2. **It is *systemic***. The new questions all evaluate the system around the unit, not the unit alone — see [[arc-system-greater-than-component]].
3. **It is *adversarial***. New questions are framed against decay, against AI improvement, against future failure. They are stress tests, not snapshots.

## Why all three matter together

- S26's *carry* test is the **model-level** stress test.
- S25's *manage-agents* test is the **builder-level** stress test.
- S28's *10× litmus* is the **business-level** stress test.

An AI strategy that passes only one is incomplete. A model that can carry but a builder who can't manage agents wastes capability. A builder who manages well in a business that fails the 10× litmus is rowing on a sinking ship.

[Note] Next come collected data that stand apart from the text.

PR #1232, opened 2015-11-09
Doc Laser Waist: GaussianBeam, PulseFrontTilt

ax3l:
This ~~changes~~ adds additional information to the the doc-string for the [beam waist](https://github.com/ComputationalRadiationPhysics/picongpu/blob/71af8e8bf07d9fb36c33df561cc1f796133fc16f/src/picongpu/include/fields/laserProfiles/laserGaussianBeam.hpp#L138) W0 of the Gaussian Beam and the tilted version of it for laser implementations.
    
~~Before that, the in-focus intensity was still correct but the waist would have been to small if one was following the documentation. This is an old documentation bug that someone changed in pre-review (svn) times that slipped through.~~ The very short documentation before caused some confusion when trying to compare to experiments (for me :) ).

~~Users: if you are using the GaussianBeam profile in your simulation, please cross-check if the beam waist was set to what you intended it to be. It might be too small (resulting in a still correct in-focus intensity but smaller spot size and steeper divergence).~~

laserwaist4

(image: [v1](https://cloud.githubusercontent.com/assets/1353258/11030380/f1ad804a-86cd-11e5-94c2-334cf050fb66.png), ~~[v2](https://cloud.githubusercontent.com/assets/1353258/11211733/c1aca8f2-8d31-11e5-8453-eea6bcfa5df9.png)~~, [v3](https://cloud.githubusercontent.com/assets/1353258/11213215/0b601c64-8d3b-11e5-88b6-a1ba032568c5.png), [v4](https://cloud.githubusercontent.com/assets/1353258/11837505/af2eecfa-a3e1-11e5-8b03-d81be6d91203.png))

### Tasks

- [x] update examples (values kept, default LWFA slight increase for consistency)
- [x] check [wavepacket definition](https://github.com/ComputationalRadiationPhysics/picongpu/blob/71af8e8bf07d9fb36c33df561cc1f796133fc16f/src/picongpu/include/fields/laserProfiles/laserWavepacket.hpp#L113-L116) -> wrong -> separate PR
- ~~[LaserPolynom](https://github.com/ComputationalRadiationPhysics/picongpu/blob/71af8e8bf07d9fb36c33df561cc1f796133fc16f/src/picongpu/include/fields/laserProfiles/laserPolynom.hpp#L77)~~
- ~~write announcement on mailing list (after review)~~

PR #1312, opened 2015-12-17
Laser Wavepacket: Implementation != Doc

ax3l:
Follow-Up to #1232: the implementation of the laser wavepacket regarding the *beam waist* does not fit its [documentation in `laserConfig.param`](https://github.com/ComputationalRadiationPhysics/picongpu/blob/7bf113456bf64d82b6571171fc039c1f3fba929c/src/picongpu/include/simulation_defines/param/laserConfig.param#L227-L234).

This commit updates the implementation to match the documentation which is then identical to the other laser pulses. Currently, the parameter that was specified is a factor `sqrt(2)` off making the pulse waist effectively *tighter* by this factor than intended.

### To Do
- [ ] announcement of mailing list (after review)
- [x] add some documentation as in #1232

### DIFF
--- a/src/picongpu/include/fields/laserProfiles/laserWavepacket.hpp
+++ b/src/picongpu/include/fields/laserProfiles/laserWavepacket.hpp
@@ -113,7 +113,7 @@ HDINLINE float3_X laserTransversal(float3_X elong, const float_X, const float_X 
     const float_X exp_x = posX * posX / (W0_X * W0_X);
     const float_X exp_z = posZ * posZ / (W0_Z * W0_Z);
 
-    return elong * math::exp(float_X(-0.5) * (exp_x + exp_z));
+    return elong * math::exp(exp_x + exp_z);
 
 }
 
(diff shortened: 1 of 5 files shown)


PrometheusPi:
looks good to me :+1:
The documentation is correct and I think adding FWHM Intensity conversion factors is not needed for this "test" laser. 
Could be merged this way.

ax3l:
ah, same doc for all lasers to be explicit :)
added in 2nd commit. can be merged if it looks ok to you.

PrometheusPi:
:+1: will merge

PrometheusPi:
@ax3l thx

ax3l:
np, thx

ax3l:
@PrometheusPi can we merge? :) (I already have the mail open for hours for the user list ;) )

PrometheusPi:
there was a minus sign removed in `laserWavepacket` see pull request #1722 for the fix.

ax3l:
awww. good catch!

src/picongpu/include/fields/laserProfiles/laserWavepacket.hpp
```diff
@@ -113,7 +113,7 @@ HDINLINE float3_X laserTransversal(float3_X elong, const float_X, const float_X
     const float_X exp_x = posX * posX / (W0_X * W0_X);
     const float_X exp_z = posZ * posZ / (W0_Z * W0_Z);
 
-    return elong * math::exp(float_X(-0.5) * (exp_x + exp_z));
+    return elong * math::exp(exp_x + exp_z);
```
ax3l: Gosh! Arrrrr! :see_no_evil:

PR #1316, opened 2016-01-04
Taurus-TUD: K20X and K80 Queues

PrometheusPi:
This pull requests avoids mixing of two gpu types (k20x and k80) on taurus/ZIH/TU Dresden.
The old k20x are back and are also available in the `gpu` queue. To only acces k80 one needs to specify `gpu2` as queue. Additionly the k20x are available via queue `gpu1`.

## Practical use for the agent

When a downstream user asks an evaluative question, *triangulate* the answer through the three tests:

1. *Is the model capable of carrying this workflow?* → S26 / [[framework-private-bench-suite]]
2. *Can the user manage agents at this scale of work?* → S25 / [[framework-2026-builder-practices]]
3. *Will the resulting business survive 10× AI?* → S28 / [[framework-strategic-litmus-test]]

Three-axis evaluation is the operational form of this arc.

See also [[arc-private-judgment-thread]] (the private side of the new evaluations), [[arc-bottleneck-relocation]] (why the questions shift), [[arc-the-meta-stack-org-builder-tool-moat]] (where each test sits in the stack).